I've set up PXE booting at two previous companies for very different use cases.

The first was to automate server deployment; we ran bare metal servers, and even though we had managed hosting in our data centre the installation, configuration, and deployment of a server could potentially take days since it was just me doing it and I had other things to do.

So one day I set to work. I installed an Ubuntu server the same way I always did and then captured the debconf configuration to turn into a preseed file. I set up the disk partitioning, etc., and configured the OS to boot from DHCP. Then I configured the DHCP server with MAC addresses for every server we got and an associated IP address so that a given physical server would always get the same IP address.

Then I set up an internal apt repository; that's where I put custom packages, backports I had to recompile, third-party packages (e.g. perconadb) and so on.

Lastly, I set up salt (the management orchestration tool, like puppet or chef or ansible) with a nice simple (detailed) configuration.

The machines would be configured to boot via PXE. They'd load the kernel and initrd, which contained the preseed file that answered all of the installation/configuration questions.
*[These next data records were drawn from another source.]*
PR #239, opened 2026-02-26
Implements a debounced notification listener in MeshCoreConnector

wel97459:
Implement debounced notification listener updates in MeshCoreConnector.
This help with grouping UI rebuilds.


zjs81:
Wasn't this already a thing?

wel97459:
Not unless there is a system in place already that I didn't know about.

PR #602, opened 2023-04-26
Concept docs for "Numbers" (closes #600) 

vaeng:
See https://github.com/exercism/cpp/issues/600

PR #594, opened 2023-04-19
Adding a basic concept (closes #589)

vaeng:

PR #603, opened 2023-04-27
Concept exercise for "Numbers" (closes #599)

### LINKED ISSUE #599: Exercise for a "Numbers" concept
I would like to have an exercise that enables the user to use doubles, ints and the most common math operations and the conversions.

I think the following topics should be covered:

- Ints
- Doubles
- Limits
- *, /. +, -, ceiling from cmath?

The related concept will cover how and why. The exercise can be taken from another track. I suggest the freelancer rates exercise, as it does not need knowledge of control structures
---

- [ ] Add code files
- [ ] Add documentation files
- [ ] Update the list of implemented exercises
- [ ] Get feedback
- [ ] Implement Feedback

vaeng:
See #599

Configlet fails, has to merged after #602, #598  and #594

### DIFF
--- a/exercises/concept/freelancer-rates/.meta/config.json
+++ b/exercises/concept/freelancer-rates/.meta/config.json
@@ -13,9 +13,9 @@
       ".meta/exemplar.cpp"
     ]
   },
-  "icon": "freelancer-rates",
   "forked_from": [
     "elixir/freelancer-rates"
   ],
+  "icon": "freelancer-rates",
   "blurb": "Learn about integers and floating point numbers by helping a freelancer communicate with a project manager about billing."
 }
--- a/exercises/concept/freelancer-rates/.meta/config.json
+++ b/exercises/concept/freelancer-rates/.meta/config.json
@@ -1,0 +1,21 @@
+{
+  "authors": [
+    "vaeng"
+  ],
+  "files": {
+    "solution": [
+      "freelancer_rates.cpp"
+    ],
+    "test": [
+      "freelancer_rates_test.cpp"
+    ],
+    "exemplar": [
+      ".meta/exemplar.cpp"
+    ]
+  },
+  "icon": "lasagna",
+  "forked_from": [
+    "elixir/freelancer-rates"
+  ],
+  "blurb": "Learn about integers and floating point numbers by helping a freelancer communicate with a project manager about billing."
+}
--- a/exercises/concept/freelancer-rates/.meta/config.json
+++ b/exercises/concept/freelancer-rates/.meta/config.json
@@ -13,7 +13,7 @@
       ".meta/exemplar.cpp"
     ]
   },
-  "icon": "lasagna",
+  "icon": "freelancer-rates",
   "forked_from": [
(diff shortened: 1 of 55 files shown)


exercises/concept/freelancer-rates/.meta/config.json
```diff
@@ -0,0 +1,21 @@
...
+      "freelancer_rates.cpp"
+    ],
+    "test": [
+      "freelancer_rates_test.cpp"
+    ],
+    "exemplar": [
+      ".meta/exemplar.cpp"
+    ]
+  },
+  "icon": "lasagna",
```
clechasseur, line 16: I'm assuming this is a copy-paste of the lasagna exercise - does Exercism have a good icon for this exercise already?

exercises/concept/freelancer-rates/.meta/exemplar.cpp
```diff
@@ -0,0 +1,35 @@
+// INFO: Headers from the standard library should be inserted at the top via
+#include <cmath>
+
+// daily_rate calculates the daily rate given an hourly rate
+double daily_rate(double hourly_rate) {
+    auto per_hour{8.0};
```
clechasseur, line 6: I think it'd be better to call this variable `hours_per_day` or something similar; it's not really a per-hour value.

exercises/concept/freelancer-rates/freelancer_rates.cpp
clechasseur, line 1: Since this exercise has the code organization topic as prerequisite, I believe it'd be best to use a namespace to group the functions here. This helps drive the idea that namespaces should be used pretty much everywhere.

exercises/concept/freelancer-rates/freelancer_rates_test.cpp
```diff
@@ -0,0 +1,62 @@
+#include "freelancer_rates.cpp"
```
clechasseur, line 1: Students seeing this will most likely find it incredibly strange. Since the code organization concept is a prerequisite, why not add a header file which declares the functions?

clechasseur (commented):
I like the exercise, it's a nice addition for beginners. Just a few nitpick comments.

exercises/concept/freelancer-rates/freelancer_rates.cpp
vaeng: My plan was to give the students some options after the basics. So it can be done in parallel and does not need namespaces. So it feels less linear and they are not directly forced to do the "boring" code organization lessons.

exercises/concept/freelancer-rates/freelancer_rates_test.cpp
vaeng: The test file will look overwhelming for them even if they understand headers and namespaces. There is so much going on here. I want to ease the process as much as possible.

To be honest I felt the other way around and was really confused why everyone is using headers and nested namespaces on exercises to define two small functions. It felt almost "java-level-code-bloated" to me when I started out.

ErikSchierboom (approved):

PR #608, opened 2023-05-14
Concept docs for "Includes" (closes #607)

### LINKED ISSUE #607: Concept docs for "Includes"
The code organization concept had too many topics, so this is a strategy to remove complexity.

vaeng:
This is the second smaller package to deliver the same content as the previous "Code Organization" concept.
The wording is almost the same as the previous pr https://github.com/exercism/cpp/pull/598

In the tree, it will follow the namespace concept as the std libs use the std namespace and the namespace resolution operator.

There will be some more for headers and forward declarations.

### DIFF
--- a/concepts/includes/about.md
+++ b/concepts/includes/about.md
@@ -1,3 +1,32 @@
 # About
 
-[comment]: # (Copy content from introduction, once it is agreed upoon)
+## Includes
+
+To include the content of other files C++ uses the `include` directive.
+These includes should be stated at the top of the file.
+During compilation, the line with the directive is replaced by the content of the respective file.
+Namespaces are kept as they are in the original file after includes.
+
+## The Standard Library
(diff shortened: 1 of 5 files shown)


concepts/includes/about.md
```diff
@@ -0,0 +1,3 @@
+# About
+
+[comment]: # (Copy content from introduction, once it is agreed upoon)
```
silvanocerza, line 3:
```suggestion
[comment]: # (Copy content from introduction, once it is agreed upon)
```

silvanocerza (approved):
Just a small typo to fix and the rest is good to go. 👍

concepts/includes/about.md
silvanocerza: Ah, it was a comment. 🤦

PR #612, opened 2023-05-23
Concept docs for "Headers" (closes #611)

### LINKED ISSUE #611: Docs for "Headers" concept

vaeng:


clechasseur:
I've skimmed through it and it looks good. Will comment a bit more later.

How is it presented on the Exercism website? What's the difference between `about.md` and `introduction.md`?

I wonder if we should go into more details on how C++ files are handled by the build system, compiler and linker. It's perhaps too advanced but would help explain why the use of header files is necessary, even if it's a bit legacy...

vaeng:
> How is it presented on the Exercism website? What's the difference between `about.md` and `introduction.md`?

`about.md` is shown after you completed the concept. It's like a summary after you have solved everything.
`introduction.md` is shown on first look and also for every exercise. That uses the concept.


> I wonder if we should go into more details on how C++ files are handled by the build system, compiler and linker. It's perhaps too advanced but would help explain why the use of header files is necessary, even if it's a bit legacy...
I wondered about that as well and think we should put it in the docs of the track. It would be useful to talk about the phases of building, but we have no exercises on this and I don't know how we would achieve good results to do any.

ErikSchierboom (approved):

PR #614, opened 2023-05-25
Concept docs and exercise for "strings"

vaeng:
I want to use the existing strings exercise to combine the strings concept and the includes concept.

I added the missing information in the existing docs as a first step.

I would not yet introduce header files. So in the second step, I would rewrite the existing exercise to run without a header file.

This would be the last one to work without headers, as the headers concept would be the next in line. Afterwards, the existing training exercises can be unlocked.


concepts/strings/introduction.md
```diff
@@ -1,5 +1,42 @@
 # Introduction
 
-TODO: the content below is copied from the exercise introduction and probably needs rewriting to a proper concept introduction
+A `string` in C++ is a mutable object that represents text as a sequence of Unicode characters (letters, digits, punctuation, etc.).
```
silvanocerza, line 3: I'd expect someone that is trying to learn C++ to know what Unicode is but what if someone doesn't? Shall we maybe add in the `links.json` an explanation of what Unicode is?

vaeng: Or take it out? Because to have real Unicode compatibility we might need to talk about the mess behind the different boundaries https://stackoverflow.com/a/50407375/4919081

silvanocerza: Yeah, taking it out works too.

ErikSchierboom (approved):

PR #620, opened 2023-05-29
[Concept] Docs and Exe - If Statements

vaeng:
Adapted from the Go version of [conditionals-if](https://github.com/exercism/go/blob/main/concepts/conditionals-if).


vaeng:
Added the exercise that combines if statements and comparisons.

Thus this has to be merged after comparison docs

ErikSchierboom (approved):

PR #628, opened 2023-06-02
[Concept] Docs - Loops

vaeng:
Will be accompanied by the [interest-is-interesting](https://github.com/exercism/csharp/tree/main/exercises/concept/) exercise.

PR #629, opened 2023-06-02
[Concept] Docs - Switch

vaeng:
See #628

### DIFF
--- a/concepts/switch/about.md
+++ b/concepts/switch/about.md
@@ -1,0 +1,60 @@
+# About
+
+Like other languages, C++ also provides a `switch` statement.
+Switch statements are a shorter way to write long `if ... else if` statements.
+To make a switch, we start by using the keyword `switch` followed by an integer.
+We then declare each one of the conditions with the `case` keyword.
+We can also declare a `default` case, that will run when none of the previous `case` conditions matched.
+Each case should end with a `break` (or a `return`) statement.
+
+```cpp
+int price{0};
+int adults{3};
+int kids{2};
+
+switch (int group_size{adults + kids}) {
+    case 1:
+        price = 50;
+        break;
+    case 2:
+        price = 70;
+        break;
+    default:
+        price = group_size * 30;
+}
+```
+
+## Fall-through
+
+One important thing about the switch construct is that the code will continue to be executed until it stops at a `break` statement.
+This can lead to unexpected behavior.
+
+```cpp
+int adults{1};
+int kids{0};
+switch (int group_size{adults + kids}) {
+    case 1:
+        price = 50;
+    case 2:
+        price = 70;
+    default:
+        price = group_size * 30;
+}
+// price will be 30!
+```
+
+The main use case for this feature is a statement, that has several labels:
+```cpp
+switch (group_size) {
+case 1:
+    book_room();
+    break;
+case 2:
+case 3:
+    book_appartment();
+    break;
+default:
+    book_house(group_size);
+}
+// book_appartment happens wheng roup_size is 2 or 3
+```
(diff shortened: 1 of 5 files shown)


concepts/switch/about.md
```diff
@@ -0,0 +1,60 @@
+# About
+
+Like other languages, C++ also provides a `switch` statement.
+Switch statements are a shorter way to write long `if ... else if` statements.
+To make a switch, we start by using the keyword `switch` followed by an integer.
+We then declare each one of the conditions with the `case` keyword.
+We can also declare a `default` case, that will run when none of the previous `case` conditions matched.
+Each case should end with a `break` (or a `return`) statement.
```
BethanyG, line 8: Because this is the `about` doc (_so therefore has more detail/usecases/explaination than the intro_), I'd suggest adding a little more detail around which languages implement `case/switch`, as well as _how_ they implement it.  Not a lengthy thing .. but maybe mentioning that some languages don't have fall-through (Python), and some `match` on more that numeric values (Java, Python, Ruby, PHP), and some implement pattern matching (many functional languages) -- which is .. a bit different?

I suggest this because those coming from other programming languages may or may not be surprised by the C++ behavior.

concepts/switch/about.md
```diff
@@ -0,0 +1,60 @@
...
+        break;
+    default:
+        price = group_size * 30;
+}
+```
+
+## Fall-through
+
+One important thing about the switch construct is that the code will continue to be executed until it stops at a `break` statement.
+This can lead to unexpected behavior.
```
BethanyG, line 30: Coming from Python, I wanted more explanation here as to why this behavior happens -- and why you would or would not want it to happen.

I also confuse myself often with `fall-through` vs `default`, because it is hard for me to remember that code execution continues past a match unless explicitly ended by `break;` or `return`.

concepts/switch/about.md
```diff
@@ -0,0 +1,60 @@
...
+        price = 50;
+    case 2:
+        price = 70;
+    default:
+        price = group_size * 30;
+}
+// price will be 30!
+```
+
+The main use case for this feature is a statement, that has several labels:
```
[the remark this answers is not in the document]
BethanyG: So this _feels_ to me like it needs more explanation.  Why would a statement have several labels?  What is the use case?

concepts/switch/about.md
BethanyG: Additionally, maybe some words about why you'd use this form instead of `if-else` (_or when you'd use each??_).

concepts/switch/introduction.md
```diff
@@ -0,0 +1,60 @@
...
+
+The main use case for this feature is a statement, that has several labels:
+```cpp
+switch (group_size) {
+case 1:
+    book_room();
+    break;
+case 2:
+case 3:
+    book_appartment();
```
BethanyG, line 54:
```suggestion
    book_apartment();
```

concepts/switch/introduction.md
```diff
@@ -0,0 +1,60 @@
...
+        price = 70;
+        break;
+    default:
+        price = group_size * 30;
+}
+```
+
+## Fall-through
+
+One important thing about the switch construct is that the code will continue to be executed until it stops at a `break` statement.
```
BethanyG, line 29:
```suggestion
One important thing about the switch construct is that the code will continue to execute until it is stopped by a `break` statement.
```

BethanyG (approved):
@vaeng  - Overall, I think this is  great start.  Most of my comments are suggestions/thoughts - so they don't have to be accepted.  I did miss having links within the text to documentation or term definition -- but that's a personal style.  Anyone who is is doubt can certainly google things.  ;-)

concepts/switch/about.md
vaeng: That's a good addition, many people will get beef with the compiler and don't get why, because the switch statement in C++17 is rather limited.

Lastly it ran the post-install shell script which started salt and ran the initial configuration, much of which was based on hostname. This would turn the current DHCP-provided IP address into a static networking configuration so that the server wasn't reliant on DHCP anymore; it would ensure that SSH keys were installed, and that the right services were enabled or disabled, install some packages based on the hostname (which represented the role, e.g. db02.blah.blah got percona installed). I also had some custom data sources (whatever you would call them) so that I could install the right RAID controller software based on which PCI devices were present; after all that, it would reboot. Once it rebooted from the local disk, salt would pick back up again and do the rest of the configuration (now that it wasn't running from a chroot and had all the required systemd services running). What used to take me several days to do for two servers turned into something one of our co-ops could do in an hour.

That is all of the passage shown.